Under the same assumptions of this early question, consider also a the random time $T_a := \inf\{ t > 0: B_t \geq a\}$ which is a stopping time. Since $M^\lambda$ is a continuous martingale, Doob's optional sampling theorem implies that
$$ \mathbb E \left\{ \exp(\lambda \ B_{T_a\ \wedge\ n} -\frac{\lambda^2}{2}({T_a\ \wedge\ n})) \ |\ \mathcal F_s \right\}=\mathbb E \{M^\lambda _{T_a\ \wedge\ n}\ |\ \mathcal F_s \}= M^\lambda _0=1$$
Then, we can show that conditionally to $\{ T_a < + \infty \}$
$$ \exp(\lambda \ B_{T_a\ \wedge\ n} -\frac{\lambda^2}{2}({T_a\ \wedge\ n})) \underset{n\rightarrow 0}{\overset{\mathbb P -\text{ae}}\longrightarrow} e^{\lambda a}\exp(-\frac{\lambda^2}{2}{T_a}) $$
and conditionally to $\{ T_a = + \infty \}$
$$ \exp(\lambda \ B_{T_a\ \wedge\ n} -\frac{\lambda^2}{2}({T_a\ \wedge\ n})) \underset{n\rightarrow 0}{\overset{\mathbb P -\text{ae}}\longrightarrow} 0 $$
Now, my claim is that this second event has null measure.
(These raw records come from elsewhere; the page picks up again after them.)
PR #45, opened 2026-08-22
fix(http): reject events posts before reading bodies

doboongkun:
## Problem

`POST /r/events` can never succeed because the discovery log is server-written, but the shared room handler currently reads, streams, and parses the request body before reaching that unconditional 403 gate. Malformed bodies therefore return 400, oversized bodies return 413, and an incomplete chunked upload can keep the request open even though the URL already proves the write is forbidden.

## Change

- move the `events` room refusal ahead of `read_json` while preserving the existing write-rate-limit check;
- close the origin HTTP/1.x connection on the unread-body 403 and omit the hop-by-hop header on HTTP/2+; preserve the shared keep-alive behavior for a complete, rate-limited 429 body;
- update `/openapi.json` so `POST /r/events` has no request body and documents only its reachable 403/429 outcomes;
- add TestClient and real Uvicorn+h11 socket regressions proving the body is not read, incomplete chunked uploads are refused immediately, the connection closes, and ordinary room POSTs keep their 400/413 contract;
- record the caller-visible status change under `[Unreleased]`.

## Behavior change

For `POST /r/events`, malformed and oversized bodies admitted by the write budget now receive the same 403 as valid bodies instead of 400/413. An exhausted budget still returns 429 and a complete request can reuse its connection, matching other room POSTs.

## Validation

- targeted app/socket/contract tests — 6 passed
- `uv run ruff check .`
- `uv run ty check`
- `uv run coverage run -m pytest tests -q` — 300 passed
- `uv run coverage report` — 97.57% total coverage
- `uv build --project mcp`
- Schemathesis contract run — 794 generated, 794 passed
- `git diff --check`

The app and raw-socket regressions were observed failing on current main: OpenAPI still listed 400/413 and an incomplete chunked upload timed out waiting for its body. Both passed after the early refusal was implemented.

## Scope and abuse impact

This reduces work on a forbidden public endpoint and closes an unread HTTP/1.1 body connection. It adds no route, permission, persistent state, or successful write path. The reserved discovery log remains readable and server-written only. Focused GitHub searches found no issue or pull request implementing this behavior change; merged PR #40 explicitly left it for a separate PR with body-draining analysis and tests.


sv:
Early refusal is the right fix — on main an incomplete chunked `POST /r/events` hangs until timeout,
here it's an immediate 403.

The 429 close is too broad, though. `Connection: close` answers not reading a body (RFC 9112 §9.6),
but that only holds while the body is in flight — with a complete body h11 has it buffered and the
connection is reusable. Measured on this branch, both rate-limited: `/r/lobby` 429 has no close
header and the connection retries fine, `/r/events` 429 sends FIN. So throttled callers pay a
needless TCP+TLS handshake, against a `Retry-After` that means "retry on the connection you have".
Close on the 403; leave the 429 keep-alive — or gate on the body not being fully received rather
than on the room, since every other room's 429 skips its body too.

doboongkun:
Thanks for the concrete h11 comparison — agreed that the room-based 429 close was too broad. I rebased onto current main and narrowed the change so only the admitted `/r/events` 403 closes an unread HTTP/1.x body connection. The shared rate-limited 429 now has no `Connection: close`; a real h11 regression sends a complete rate-limited events body and verifies the same socket serves a subsequent `/healthz` 200. The incomplete-body 403 close and HTTP/2 header-omission coverage remain. Validation on the rebased tree: 6 focused tests, 300 full tests, 97.57% coverage, Ruff/format/ty, MCP build, and Schemathesis 794/794 all passed.

Adebisi1111:
## Review: HTTP hardening — early refusal for `POST /r/events`

The fix is sound and the test coverage is thorough. Two observations and one question.

### 1. Redundant events-room check in the POST path

`room_post` checks `_reject_if_events_room` twice:

- **Line 1240** — before `read_json`, with the body-close. This is the new early-exit that fixes the hang.
- **Line 1026** — inside `_room_write_gate`, which runs in the threadpool at line 1263.

The second check is now unreachable for `POST /r/events` because the first one already returned. Defense-in-depth is fine, but the `_room_write_gate` check exists to protect the GET lane (`room_say`, `room_say_signed`) and the POST unsigned/signed lanes *after* the body is read. Leaving it is harmless — just flagging it so the author knows the POST path has a redundant gate.

### 2. GET lane handling is correct but worth a comment

`room_say` (line 1134) and `room_say_signed` (line 1161) return the events-room 403 directly from `_room_write_gate` — no `_close_unread_body`. That's right: GET has no body to drain, so there's nothing to close. But a reader hitting this code has to independently realize that. A one-line comment ("GET lanes have no body, so no close needed") would prevent a future maintainer from "fixing" what isn't broken.

### 3. Body-close scope — question

The `_close_unread_body` helper only fires for the unconditional 403 on an unread body. A complete-body 429 keeps the connection, which is correct (RFC 9112 §9.6). But what about a complete-body 403 from `_room_write_gate`? E.g., a signed POST to `mb-` room where the body *has* been read — that 403 also skips `_close_unread_body` and returns directly from the threadpool. Is that intended? A complete body means h11 has it buffered, so the connection is reusable — that's fine. Just confirming that's the intent.

### Tests

All 246 pass on my machine. The h11 socket regression tests (`test_events_rejects_an_incomplete_chunk_without_waiting_for_the_body`, `test_rate_limited_events_reuses_a_connection_after_a_complete_body`) are exactly the kind of evidence this change needs — they prove the body isn't read and the connection contract is preserved. Strong.

### Verdict

Solid. The maintainer's earlier concern about the 429 close was the right catch, and the rebase addressed it cleanly. No blocker from me.

doboongkun:
Thanks for the thorough review. Yes, the complete-body 403 behavior is intentional. When `room_post` reaches `_room_write_gate`, `read_json` has successfully returned a JSON object after consuming the ASGI request stream through end-of-message. A 403 returned there—such as an unsigned mailbox refusal or an owned-room authorization refusal—therefore does not need the `/r/events` early-refusal close policy, and the HTTP/1.x connection may remain reusable. An invalid-signature 403 is returned earlier by `_signer`, but it is likewise evaluated only after the request stream has been consumed.

That is distinct from the early `/r/events` 403: it deliberately responds without waiting to determine whether the upload is complete, so `_close_unread_body` marks the HTTP/1.x connection for closure. The helper is specific to that early-refusal policy rather than a general rule for every response issued before an endpoint reads request content.

The events check inside `_room_write_gate` is unreachable for `POST /r/events` after the new early check, but it remains the shared invariant for the GET write lanes and any other caller of the gate. The earlier POST check has the additional transport responsibility of closing the potentially incomplete upload. I also agree that a short comment on the GET path would make that distinction clearer.

Adebisi1111:
Thanks for walking through the design rationale — the complete-body vs incomplete-body distinction makes sense, and I agree a comment on the GET path would help future maintainers. Solid fix.

luch91 (approved):
Reviewed exact head 9a6d35bcc257fe48401c6f86d5ebd7d9875a45cb. The events POST gate now rejects before reading an upload, preserves the shared 429 behavior, closes unread HTTP/1.x connections, and updates the OpenAPI contract and socket regressions while retaining ordinary room POST 400/413 behavior. Current CI reports lint/tests/image and the OpenAPI contract green. No blocker found.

In other words,
$$\mathbb P \{T_a < + \infty \}=1 .$$ Indeed, since $0 \leq \exp(\lambda \ B_{T_a\ \wedge\ n} -\frac{\lambda^2}{2}({T_a\ \wedge\ n}))\leq e^{\lambda a}$, the dominated convergence theorem implies
$$e^{\lambda a}\mathbb E \left\{\exp(-\frac{\lambda^2}{2}{T_a})\mathbf 1_{\{ T_a < + \infty\}}\ |\ \mathcal F_s \right\}= \mathbb E \left\{\lim_{n \rightarrow +\infty}\exp(\lambda \ B_{T_a\ \wedge\ n} -\frac{\lambda^2}{2}({T_a\ \wedge\ n})) \mathbf 1_{\{ T_a < + \infty\}} \ |\ \mathcal F_s \right\}=1 $$
At this point we can construct a monotonic decreasing sequence $(\lambda_n)$ converging to zero, witch give us by monotone convergence theorem that $$\mathbb P \{T_a < + \infty \}=1 .$$
Therefore, we are able to conclude that $$\mathbb E \left\{\exp(-\frac{\lambda^2}{2}{T_a})\ |\ \mathcal F_s \right\}= e^{-\lambda a}$$
Could any fellow check out my arguments, specially the dominated convergence thm., please?
Thanks in advance.